# What you have to do:
The entries below contain a line with "the total filesize" and a line with "size_product = next(x". Retype exactly everything from the first down to the second, both included, and nothing else.

# Data shown:
PR #81, opened 2017-01-13
replaced self.products

lucadelu:
Hi,
In this pull request self.products is removed, now `query` is now returning a list of products, and the list is a parameter in the other functions using self.products

### DIFF
--- a/sentinelsat/sentinel.py
+++ b/sentinelsat/sentinel.py
@@ -146,14 +146,11 @@ class SentinelAPI(object):
         query = self.format_query(area, initial_date, end_date, **keywords)
         return self.load_query(query)
 
-    def load_query(self, query, start_row=0, prods=None):
+    def load_query(self, query, start_row=0, prods=[]):
         """Do a full-text query on the SciHub API using the format specified in
            https://scihub.copernicus.eu/twiki/do/view/SciHubUserGuide/3FullTextSearch
         """
-        if not prods:
-            output = []
-        else:
-            output = prods
+        output = prods
         # store last query (for testing)
         self.last_query = query
 
--- a/sentinelsat/sentinel.py
+++ b/sentinelsat/sentinel.py
@@ -146,11 +146,11 @@ class SentinelAPI(object):
         query = self.format_query(area, initial_date, end_date, **keywords)
         return self.load_query(query)
 
-    def load_query(self, query, start_row=0, prods=[]):
+    def load_query(self, query, start_row=0, products=[]):
         """Do a full-text query on the SciHub API using the format specified in
            https://scihub.copernicus.eu/twiki/do/view/SciHubUserGuide/3FullTextSearch
         """
-        output = prods
+        output = products
         # store last query (for testing)
         self.last_query = query
 
@@ -191,7 +191,7 @@ class SentinelAPI(object):
 
         # repeat query until all results have been loaded
         if total_results > self.page_size + start_row - 1:
-            self.load_query(query, start_row=(start_row + self.page_size), prods=output)
+            self.load_query(query, start_row=(start_row + self.page_size), products=output)
         return output
 
     @staticmethod
@@ -214,10 +214,10 @@ class SentinelAPI(object):
         query = ''.join([acquisition_date, query_area, filters])
         return query
 
-    def get_products_size(self,  prods):
+    def get_products_size(self,  products):
         """Return the total filesize in GB of all products in the query"""
         size_total = 0
-        for product in prods:
+        for product in products:
             size_product = next(x for x in product["str"] if x["name"] == "size")["content"]
             size_value = float(size_product.split(" ")[0])
             size_unit = str(size_product.split(" ")[1])
@@ -228,12 +228,12 @@ class SentinelAPI(object):
             size_total += size_value
         return round(size_total, 2)
 
-    def get_footprints(self, prods):
+    def get_footprints(self, products):
         """Return the footprints of the resulting scenes in GeoJSON format"""
         id = 0
         feature_list = []
 
-        for scene in prods:
+        for scene in products:
             id += 1
             # parse the polygon
             coord_list = next(
@@ -395,7 +395,7 @@ class SentinelAPI(object):
                 raise InvalidChecksumError('File corrupt: checksums do not match')
         return path, product_info
 
-    def download_all(self, prods, directory_path='.', max_attempts=10, checksum=False, check_existing=False, **kwargs):
+    def download_all(self, products, directory_path='.', max_attempts=10, checksum=False, check_existing=False, **kwargs):
         """Download all products returned in query().
 
         File names on the server are used for the downloaded files, e.g.
@@ -406,7 +406,7 @@ class SentinelAPI(object):
 
         Parameters
         ----------
-        prods : list
+        products : list
             List of products returned with self.query()
         directory_path : string
             Directory where the downloaded files will be downloaded
@@ -424,8 +424,8 @@ class SentinelAPI(object):
             (returned by get_product_info()). Product info is set to None if downloading the product failed.
         """
         result = {}
-        print("Will download %d products" % len(prods))
-        for i, product in enumerate(prods):
+        print("Will download %d products" % len(products))
+        for i, product in enumerate(products):
             path = join(directory_path, product['title'] + '.zip')
             product_info = None
             download_successful = False
@@ -444,7 +444,7 @@ class SentinelAPI(object):
                     traceback.print_exc()
                 remaining_attempts -= 1
             result[path] = product_info
-            print("{}/{} products downloaded".format(i + 1, len(prods)))
+            print("{}/{} products downloaded".format(i + 1, len(products)))
         return result
 
     @staticmethod
--- a/sentinelsat/sentinel.py
+++ b/sentinelsat/sentinel.py
@@ -192,7 +192,6 @@ class SentinelAPI(object):
         # repeat query until all results have been loaded
         if total_results > self.page_size + start_row - 1:
             output += self.load_query(query, start_row=(start_row + self.page_size))
-            return output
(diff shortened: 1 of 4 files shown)


Fernerkundung:
I'm +1 on renaming the argument `prods` to `products`. The tests still need to be adapted to this API change. Apart from that this is looking good to go.

lucadelu:
@Fernerkundung `prods` renamed, I also updated README, cli.py and test_mod.py. Some tests are still failing, could you please check them?

j08lue:
The CI failures are all due to the query finding different products than we predicted, see e.g. https://travis-ci.org/ibamacsr/sentinelsat/jobs/192272911#L289 . But why is that? It seems to be an issue with the current `master` branch as well when I run the tests locally. Did SciHub for some reason start to return different results for the same queries?

j08lue:
> Did SciHub for some reason start to return different results for the same queries?

D'oh, that's probably the new single-tile products. I will revise the test queries and their respected results.

lucadelu:
@j08lue I cannot confirm your tests with master, for me they are working all fine and also for [travis the tests are passed](https://travis-ci.org/ibamacsr/sentinelsat/branches)

```
tests/test_cli.py::test_cli PASSED
tests/test_cli.py::test_returned_filesize PASSED
tests/test_cli.py::test_cloud_flag_url PASSED
tests/test_cli.py::test_sentinel1_flag PASSED
tests/test_cli.py::test_sentinel2_flag PASSED
tests/test_mod.py::test_format_date PASSED
tests/test_mod.py::test_convert_timestamp PASSED
tests/test_mod.py::test_md5_comparison PASSED
tests/test_mod.py::test_SentinelAPI_connection PASSED
tests/test_mod.py::test_SentinelAPI_wrong_credentials PASSED
tests/test_mod.py::test_api_query_format PASSED
tests/test_mod.py::test_invalid_query PASSED
tests/test_mod.py::test_format_url PASSED
tests/test_mod.py::test_format_url_custom_api_url PASSED
tests/test_mod.py::test_small_query PASSED
tests/test_mod.py::test_large_query PASSED
tests/test_mod.py::test_get_coordinates PASSED
tests/test_mod.py::test_get_product_info PASSED
tests/test_mod.py::test_get_product_info_scihub_down PASSED
tests/test_mod.py::test_get_products_invalid_json PASSED
tests/test_mod.py::test_footprints_s1 PASSED
tests/test_mod.py::test_footprints_s2 PASSED
tests/test_mod.py::test_s2_cloudcover PASSED
tests/test_mod.py::test_get_products_size PASSED
```

So, something is wrong with my implementation but I don't understand where

sentinelsat/sentinel.py
```diff
@@ -145,13 +144,13 @@ def query(self, area, initial_date=None, end_date=datetime.now(), **keywords):
...
-        self.load_query(query)
-        return self.products
+        return self.load_query(query)
 
-    def load_query(self, query, start_row=0):
+    def load_query(self, query, start_row=0, products=[]):
         """Do a full-text query on the SciHub API using the format specified in
            https://scihub.copernicus.eu/twiki/do/view/SciHubUserGuide/3FullTextSearch
         """
+        output = products
```
j08lue: @lucadelu This is the reason why the tests are failing. You switch back and forth between the variables `products` and `outputs`. This is actually not necessary. Remove `outputs` and just keep appending to `products`. This requires that you call the extraction from`json_feed` something else in [line 171](https://github.com/ibamacsr/sentinelsat/pull/81/files#diff-b41f2cfc13d00858923dd3e8da963187L171).

j08lue:
Right, I was too quick there drawing conclusions.

But I found the real reason. Please see my review comment https://github.com/ibamacsr/sentinelsat/pull/81/files#r97038859 .

sentinelsat/sentinel.py
lucadelu: I tried the following diff, but the failures are the same

```
diff --git a/sentinelsat/sentinel.py b/sentinelsat/sentinel.py
index b15f263..baa83fa 100644
--- a/sentinelsat/sentinel.py
+++ b/sentinelsat/sentinel.py
@@ -150,7 +150,6 @@ class SentinelAPI(object):
         """Do a full-text query on the SciHub API using the format specified in
            https://scihub.copernicus.eu/twiki/do/view/SciHubUserGuide/3FullTextSearch
         """
-        output = products
         # store last query (for testing)
         self.last_query = query
 
@@ -168,14 +167,14 @@ class SentinelAPI(object):
         total_results = 0
         try:
             json_feed = content.json()['feed']
-            products = json_feed['entry']
+            entries = json_feed['entry']
             # this verification is necessary because if the query returns only
             # one product, self.products will be a dict not a list
-            if type(products) == dict:
-                products = [products]
+            if type(entries) == dict:
+                entries = [entries]
 
             # append to products
-            output += products
+            products += entries
 
             # get total number of returned results
             total_results = int(json_feed['opensearch:totalResults'])
@@ -191,8 +190,8 @@ class SentinelAPI(object):
 
         # repeat query until all results have been loaded
         if total_results > self.page_size + start_row - 1:
-            self.load_query(query, start_row=(start_row + self.page_size), products=output)
-        return output
+            self.load_query(query, start_row=(start_row + self.page_size), products=products)
+        return products
 
     @staticmethod
     def format_query(area, initial_date=None, end_date=datetime.now(), **keywords):
```

j08lue: Can you please push that, despite it not working, then it is easier to read. :-)

j08lue: I think it might be because your `products` list is not recursively updated when passed through the nested `self.load_query` calls. A NumPy array would. Try `products = self.load_query(...` in [line 194](https://github.com/ibamacsr/sentinelsat/pull/81/files/bef08af026834454d4118ffb9028920c89b72634#diff-b41f2cfc13d00858923dd3e8da963187R194).

j08lue: This might help: http://stackoverflow.com/questions/9896951/recursive-functions-and-lists-appending-extending

valgur:
```python
def load_query(self, ..., products=[]):
    output = products
    ...
    output += other_products
```
This will cause bugs. Python's default parameter values are shared across function calls, which is bad news for mutable objects like lists: http://docs.python-guide.org/en/latest/writing/gotchas/.

Consider doing
```python
output = []
output += products
```
instead to avoid this issue.

lucadelu: Ok, fixed in fc7fe1e
Now most of the tests pass, only two are still failing, `test_large_query` because  `assert len(products) > api.page_size` seems to be `100>100`; instead I'm not able to reproduce the error in `test_download_all`, if I follow the same code in a Python console it works.

lucadelu:
@Fernerkundung it is already like that, the problem seems to be that the `len(products)` is 100 and also the `page_size` is 100

sentinelsat/sentinel.py
```diff
@@ -145,13 +144,14 @@ def query(self, area, initial_date=None, end_date=datetime.now(), **keywords):
         and any other search keywords accepted by the SciHub API.
         """
         query = self.format_query(area, initial_date, end_date, **keywords)
-        self.load_query(query)
-        return self.products
+        return self.load_query(query)
 
-    def load_query(self, query, start_row=0):
+    def load_query(self, query, start_row=0, products=[]):
```
valgur: I suggest removing the `products=[]` argument altogether. All it is used for is to concatenate new products to an existing list. It makes a lot more sense to do 
```python
products = api.load_query(...)
products += api.load_query(...)
```
outside this method instead.

sentinelsat/sentinel.py
```diff
@@ -145,13 +144,14 @@ def query(self, area, initial_date=None, end_date=datetime.now(), **keywords):
...
         """Do a full-text query on the SciHub API using the format specified in
            https://scihub.copernicus.eu/twiki/do/view/SciHubUserGuide/3FullTextSearch
         """
+        output = []
```
valgur: Get rid of `output`.

Fernerkundung:
@lucadelu Then there's an error with the pagination. The number of returned products should be about 527 (give or take a few depending on reprocessing) - if it is exactly 100 that means that only the first page was queried, meaning that `output` probably contains only the first page with 100 products (the page size limit).

sentinelsat/sentinel.py
```diff
@@ -192,7 +192,8 @@ def load_query(self, query, start_row=0):
 
         # repeat query until all results have been loaded
         if total_results > self.page_size + start_row - 1:
-            self.load_query(query, start_row=(start_row + self.page_size))
+            self.load_query(query, start_row=(start_row + self.page_size), products=output)
```
valgur: Do `entries += self.load_query(...)` here and `return entries` on the next line.
This line is also the cause of the `test_large_query` failing, since the recursive call does not modify the `output` variable anymore.

lucadelu: Ok, now (with the last two commits) everything seems to work (one failing test was my fault)

sentinelsat/sentinel.py
```diff
@@ -192,9 +191,11 @@ def load_query(self, query, start_row=0, products=[]):
 
         # repeat query until all results have been loaded
         if total_results > self.page_size + start_row - 1:
-            self.load_query(query, start_row=(start_row + self.page_size), products=output)
+            output += self.load_query(query, start_row=(start_row + self.page_size))
+            return output
```
valgur: You can safely remove this line (`return output`). Other than that, everything looks good. :)

lucadelu: Done

Fernerkundung:
I'd say this is looking good to merge @willemarcel.

Thank you @lucadelu.

If everyone is fine with this I will adapt the docs in a separate PR to not create any more noise here.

# Exercise output:
         """Return the total filesize in GB of all products in the query"""
         size_total = 0
-        for product in prods:
+        for product in products:
             size_product = next(x for x in product["str"] if x["name"] == "size")["content"]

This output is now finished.